そこにやってきた、宣教師たちが、服を着ることを勧めたことで
疫病が流行り、絶滅してしまった・・・とのこと。

右側がヤーガン族のメイク姿

宣教師たちは裸で生活している人たちを不憫に思ったのだろう。
自分たちが正しいと思っているが故に。。
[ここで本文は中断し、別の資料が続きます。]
PR #418, opened 2020-12-07
Telemetry [:commanded, :process_manager, :handle]

davydog187:
Adds telemetry events for Process Managers.

Contributes to https://github.com/commanded/commanded/issues/387

### DIFF
--- a/lib/commanded/process_managers/process_manager.ex
+++ b/lib/commanded/process_managers/process_manager.ex
@@ -1,4 +1,41 @@
 defmodule Commanded.ProcessManagers.ProcessManager do
+  use TelemetryRegistry
+
+  telemetry_event(%{
+    event: [:commanded, :process_manager, :handle, :start],
+    description: "Emitted when a process manager starts handling an event",
+    measurements: "%{system_time: integer()}",
+    metadata: """
+    %{application: Commanded.Application.t(),
+      process_manager_name: String.t() | Inspect.t(),
+      process_manager_module: module(),
+      process_state: term(),
+      process_uuid: String.t()}
+    """
+  })
+
+  telemetry_event(%{
+    event: [:commanded, :process_manager, :handle, :stop],
+    description: "Emitted when a process manager stops handling an event",
+    measurements: "%{system_time: integer()}",
+    metadata: """
+    %{application: Commanded.Application.t(),
+      process_manager_name: String.t() | Inspect.t(),
+      process_manager_module: module(),
+      process_state: term(),
+      process_uuid: String.t()}
+    """
+  })
+
+  telemetry_event(%{
+    event: [:commanded, :process_manager, :handle, :exception],
+    description: "Emitted when a process manager raises an exception",
+    measurements: "%{system_time: integer()}",
+    metadata: """
+    %{application: Commanded.Application.t()}
+    """
+  })
+
   @moduledoc """
   Macro used to define a process manager.
 
@@ -219,6 +256,11 @@ defmodule Commanded.ProcessManagers.ProcessManager do
 
   The above example requires three named Commanded applications to have already
   been started.
+
+  ## Telemetry
+
+  #{telemetry_docs()}
+
   """
 
   alias Commanded.ProcessManagers.FailureContext
--- a/lib/commanded/process_managers/process_manager.ex
+++ b/lib/commanded/process_managers/process_manager.ex
@@ -20,6 +20,8 @@ defmodule Commanded.ProcessManagers.ProcessManager do
     measurements: "%{system_time: integer()}",
     metadata: """
     %{application: Commanded.Application.t(),
+      commands: [struct()],
+      error: nil | any(),
       process_manager_name: String.t() | Inspect.t(),
       process_manager_module: module(),
       process_state: term(),
--- a/lib/commanded/process_managers/process_manager.ex
+++ b/lib/commanded/process_managers/process_manager.ex
@@ -32,7 +32,14 @@ defmodule Commanded.ProcessManagers.ProcessManager do
     description: "Emitted when a process manager raises an exception",
     measurements: "%{system_time: integer()}",
     metadata: """
-    %{application: Commanded.Application.t()}
+    %{application: Commanded.Application.t(),
+      process_manager_name: String.t() | Inspect.t(),
+      process_manager_module: module(),
+      process_state: term(),
+      process_uuid: String.t(),
+      kind: :throw | :error | :exit,
+      reason: any(),
+      stacktrace: list()}
     """
   })
 
--- a/lib/commanded/process_managers/process_manager_instance.ex
+++ b/lib/commanded/process_managers/process_manager_instance.ex
@@ -180,9 +180,8 @@ defmodule Commanded.ProcessManagers.ProcessManagerInstance do
 
     :ok = ack_event(event, state)
 
-    {:noreply, state, idle_timeout}
-
     telemetry_stop(start_time, telemetry_metadata, [])
+
     {:noreply, state, idle_timeout}
   end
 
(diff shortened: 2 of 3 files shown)


test/process_managers/process_manager_telemetry_test.exs
```diff
@@ -0,0 +1,232 @@
...
+  # TODO change to a local example
+
+  describe "process manager telemetry" do
+    test "emit `[:commanded, :process_manager, :handle, :start]` event" do
+      transfer_uuid = UUID.uuid4()
+      debit_account = UUID.uuid4()
+      credit_account = UUID.uuid4()
+      expected_source_uuid = "\"TransferMoneyProcessManager\"-\"#{transfer_uuid}\""
+
+      expect(MockEventStore, :read_snapshot, fn _adapter_meta, ^expected_source_uuid ->
```
davydog187, line 40: I'm going to rework these to use a local example.

lib/commanded/process_managers/process_manager.ex
```diff
@@ -1,4 +1,48 @@
...
+  telemetry_event(%{
+    event: [:commanded, :process_manager, :handle, :stop],
+    description: "Emitted when a process manager stops handling an event",
+    measurements: "%{system_time: integer()}",
+    metadata: """
+    %{application: Commanded.Application.t(),
+      process_manager_name: String.t() | Inspect.t(),
+      process_manager_module: module(),
+      process_state: term(),
+      process_uuid: String.t()}
```
davydog187, line 26: this also passes the commands dispatched

davydog187:
Some feedback from @slashdotdash a few weeks ago

```
Ben Smith @slashdotdash Dec 09 15:23
Did you look at what happens when events are retried on error as the handle_event_error function calls back into the process_unseen_event function when the error callback returns :retry?

Looking at how the telemetry is implemented I think it would do:

[:commanded, :process_manager, :handle, :start] (1st attempt)
[:commanded, :process_manager, :handle, :start] (2nd attempt)
[:commanded, :process_manager, :handle, :start] (3rd attempt)
[:commanded, :process_manager, :handle, :start] (Nth attempt)

[:commanded, :process_manager, :handle, :stop | :exception] (Nth attempt)

[:commanded, :process_manager, :handle, :stop | :exception] (3rd attempt)
[:commanded, :process_manager, :handle, :stop | :exception] (2nd attempt)
[:commanded, :process_manager, :handle, :stop | :exception] (1st attempt)

Dave Lucia @davydog187 Dec 09 15:23
i didn't, its a good point
i'll add some tests to validate, what would you expect to happen if that occurs?

Ben Smith @slashdotdash Dec 09 15:27
The event handler telemetry does the following:
[:commanded, :process_manager, :handle, :start] (1st attempt)
[:commanded, :process_manager, :handle, :stop | :exception] (1st attempt)
[:commanded, :process_manager, :handle, :start] (2nd attempt)
[:commanded, :process_manager, :handle, :stop | :exception] (2nd attempt)
[:commanded, :process_manager, :handle, :start] (Nth attempt)
[:commanded, :process_manager, :handle, :stop | :exception] (Nth attempt)

Dave Lucia @davydog187 Dec 09 15:27


Ben Smith @slashdotdash Dec 09 15:27
The telemetry span covers each attempt and stop (error) or exception
It might be worth including command dispatch in the Process manager telemetry too

Dave Lucia @davydog187 Dec 09 15:28
it does on the stop event
i think i missed that in the docs

Ben Smith @slashdotdash Dec 09 15:28
Both event handling and invidual command dispatches can be failed and retried

Dave Lucia @davydog187 Dec 09 15:28
i'll add a comment
oh i see what you mean
having events just for the dispatch
i was thinking that the dispatcher should handle that, no?

Ben Smith @slashdotdash Dec 09 15:30
It could be:

[:commanded, :process_manager, :handle, :start]
for each command:

[:commanded, :process_manager, :dispatch, :start]
[:commanded, :process_manager, :dispatch, :stop]
after dispatching

[:commanded, :process_manager, :handle, :stop]
Since handling an event for a process manager instance covers the event handling and all command dispatching
```

lib/commanded/process_managers/process_manager_instance.ex
```diff
@@ -173,9 +175,15 @@ defmodule Commanded.ProcessManagers.ProcessManagerInstance do
   defp process_seen_event(%RecordedEvent{} = event, %State{} = state) do
     %State{idle_timeout: idle_timeout} = state
 
+    telemetry_metadata = telemetry_metadata(event, state)
+    start_time = telemetry_start(telemetry_metadata)
+
     :ok = ack_event(event, state)
 
     {:noreply, state, idle_timeout}
```
davydog187, line 183: remove

lib/commanded/process_managers/process_manager_instance.ex
```diff
@@ -184,45 +191,56 @@ defmodule Commanded.ProcessManagers.ProcessManagerInstance do
...
+
+        handle_event_error({:error, error}, event, failure_context, state)
 
       {:error, error, stacktrace} ->
         failure_context = build_failure_context(event, context, stacktrace, state)
 
-        handle_event_error({:error, error}, event, failure_context, state)
+        telemetry_stop(start_time, telemetry_metadata, {:error, error, stacktrace})
 
-      {:stop, _error, _state} = reply ->
```
davydog187, line 198: I'm not sure why this was here previously, it's not part of the `handle/2` API

lib/commanded/process_managers/process_manager_instance.ex
```diff
@@ -184,45 +191,56 @@ defmodule Commanded.ProcessManagers.ProcessManagerInstance do
...
-        with :ok <- commands |> List.wrap() |> dispatch_commands(opts, state, event) do
-          case mutate_state(event, state) do
-            {:error, error, stacktrace} ->
-              failure_context = build_failure_context(event, context, stacktrace, state)
+        commands
+        |> List.wrap()
+        |> dispatch_commands(opts, state, event)
+        |> case do
+          :ok ->
+            telemetry_stop(start_time, telemetry_metadata, commands)
```
davydog187, line 221: I edited this slightly as the previous formatting was tripping my brain for some reason. I can change back if you prefer the `with`

test/process_managers/process_manager_telemetry_test.exs
```diff
@@ -0,0 +1,316 @@
...
+                 error: "stop"
+               },
+               metadata
+             )
+
+      refute_receive {[:commanded, :process_manager, :handle, :exception], _num, _measurements,
+                      _metadata}
+    end
+
+    test "events are emitted with discrete start/stop on retries" do
```
davydog187, line 199: this test doesn't cover all retry cases, covering every one would be a bit of a burden, but i'm happy to do it if we think its worthwhile.

test/process_managers/process_manager_telemetry_test.exs
```diff
@@ -0,0 +1,316 @@
...
+
+    :telemetry.attach_many(
+      @handler,
+      [
+        [:commanded, :process_manager, :handle, :start],
+        [:commanded, :process_manager, :handle, :stop],
+        [:commanded, :process_manager, :handle, :exception]
+      ],
+      fn event_name, measurements, metadata, reply_to ->
+        num = Agent.get_and_update(agent, fn num -> {num, num + 1} end)
```
davydog187, line 288: I decorated with an incrementing number here so i could make sure the `assert_receive`'s were being received in the right order. Without this you don't get that guarantee, so the tests were misleading

lib/commanded/process_managers/process_manager_instance.ex
slashdotdash: This would match the `{:stop, reason :: term(), new_state}` return value for [`handle_cast/2`](https://hexdocs.pm/elixir/GenServer.html#c:handle_cast/2) where the error is given as the reason to stop the process.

。

国際協力をやりたくて看護師になり、助産師の資格まで取ったけれど
その道に入ろうとすればするほど、何が正しいか迷路のように
迷い込んでしまった。

「本当の間違いは自分が正しいと思った時に始まる」

これは、中国のことわざだけど、何にでも通ずる。

エアコンがない時代に暑いと感じて生き辛いと思ったかもしれないけれど、
エアコンがないから死んでしまいたい・・・なんて考えた人はいないのと同じで

知ってしまったが故に自分が不幸であると感じる人が沢山いる。
ネパールで出会った友達(ネパール人)もそうだった。


ずっと山で育って(電気も水道もない)幸せだったけど、
日本に行った時に
ズルい!!って思った。
生まれた環境が違うだけで、なんでも手に入れられる人たちがいるんだもん。

そう教えてくれた時、なんて答えて良いかわからなかった。
だって、自分が幸せだなんて思ったことがなかったから。
家族に恵まれて、仲良く暮らしている彼女の方がよっぽど幸せに
私からは見えた。

Wifiが世界中に飛び交う今、電気は来ていなくても
携帯電話の充電がしたいが故に電気を盗みに病院に忍び込むアフリカの人たち。
知らないからこそ幸せを得られる時代は終わった。
皆、世界中の情報を手に入れられる時代が来た。

何を幸せと感じるか?と自分自身のことを知っておかないと
隣の芝生が青く見えて、手にいれる必要のないものを
手に入れようと必死に時間とお金を使い、その上暴力を振るう人や
国が増えてしまうんじゃないだろうか。

はたまた、こっちの方が良いよ!と押し付けることで
ヤーガン族のように滅んでしまう人たちがいることを
忘れちゃダメだなぁ〜と
8年前の写真を見ながら思い出す。

今日は、8年前にパタゴニアの山に登った日だった。